START SUPPLIED INFORMATION
PR #120, opened 2026-05-09
phase 1b: remove extension/worker (moved to private repo)

spencerc99:
## Summary

Removes `extension/worker/` from this public repo. The Cloudflare Worker now lives in the private repo [`spencerc99/we-were-online-worker`](https://github.com/spencerc99/we-were-online-worker), pinning `@playhtml/extension-types@^0.4.0` for the shared event contract + URL canonicalization helpers.

This finishes the Phase 1 split started in #101 and #117.

### What changes

- **Removed:** `extension/worker/` (every file).
- **Workspaces:** root `package.json` no longer lists `extension/worker`.
- **Changesets:** `.changeset/config.json` no longer ignores `@playhtml/extension-worker` (the workspace no longer exists, so the entry would be unresolved).
- **Lockfile:** `bun.lock` regenerated; one worker-only dep dropped.
- **Code touch-ups:** `extension/src/storage/sync.ts` had two breadcrumb comments referring to the old `extension/worker` path; updated to point at the new private repo.
- **Docs:** `extension/CLAUDE.md` "Worker Backend" section + root `CLAUDE.md` project overview point at the private repo. Worker secrets/setup details stay (still relevant for whoever runs the private repo).

### What does NOT change

- Zero behavior change for users. The deployed worker is the same Cloudflare worker (`playhtml-game-api`); only the deployment source moved.
- Extension client (`extension/src/`) and `wewere.online` experiments call the same endpoints at the same URLs.
- `@playhtml/extension-types` continues to be the single source of truth for the contract.

### Verification

The new private repo was built and verified before this PR was opened:

- Worker source in `we-were-online-worker` builds clean (`bunx tsc --noEmit` only shows the 4 pre-existing `export.ts` warnings that were on main before).
- `bun run test` passes 18/18.
- `wrangler dev` starts locally, `/events/recent` returns real data from Supabase.
- `wrangler deploy --dry-run` produces a valid 2.4 MiB → 473 KiB gzipped bundle.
END SUPPLIED INFORMATION
▶ WHAT IS REQUIRED
Each entry above is to be quoted exactly.

▶ FINISHED EXERCISE
PR #120, opened 2026-05-09
phase 1b: remove extension/worker (moved to private repo)

spencerc99:
## Summary

Removes `extension/worker/` from this public repo. The Cloudflare Worker now lives in the private repo [`spencerc99/we-were-online-worker`](https://github.com/spencerc99/we-were-online-worker), pinning `@playhtml/extension-types@^0.4.0` for the shared event contract + URL canonicalization helpers.

This finishes the Phase 1 split started in #101 and #117.

### What changes

- **Removed:** `extension/worker/` (every file).
- **Workspaces:** root `package.json` no longer lists `extension/worker`.
- **Changesets:** `.changeset/config.json` no longer ignores `@playhtml/extension-worker` (the workspace no longer exists, so the entry would be unresolved).
- **Lockfile:** `bun.lock` regenerated; one worker-only dep dropped.
- **Code touch-ups:** `extension/src/storage/sync.ts` had two breadcrumb comments referring to the old `extension/worker` path; updated to point at the new private repo.
- **Docs:** `extension/CLAUDE.md` "Worker Backend" section + root `CLAUDE.md` project overview point at the private repo. Worker secrets/setup details stay (still relevant for whoever runs the private repo).

### What does NOT change

- Zero behavior change for users. The deployed worker is the same Cloudflare worker (`playhtml-game-api`); only the deployment source moved.
- Extension client (`extension/src/`) and `wewere.online` experiments call the same endpoints at the same URLs.
- `@playhtml/extension-types` continues to be the single source of truth for the contract.

### Verification

The new private repo was built and verified before this PR was opened:

- Worker source in `we-were-online-worker` builds clean (`bunx tsc --noEmit` only shows the 4 pre-existing `export.ts` warnings that were on main before).
- `bun run test` passes 18/18.
- `wrangler dev` starts locally, `/events/recent` returns real data from Supabase.
- `wrangler deploy --dry-run` produces a valid 2.4 MiB → 473 KiB gzipped bundle.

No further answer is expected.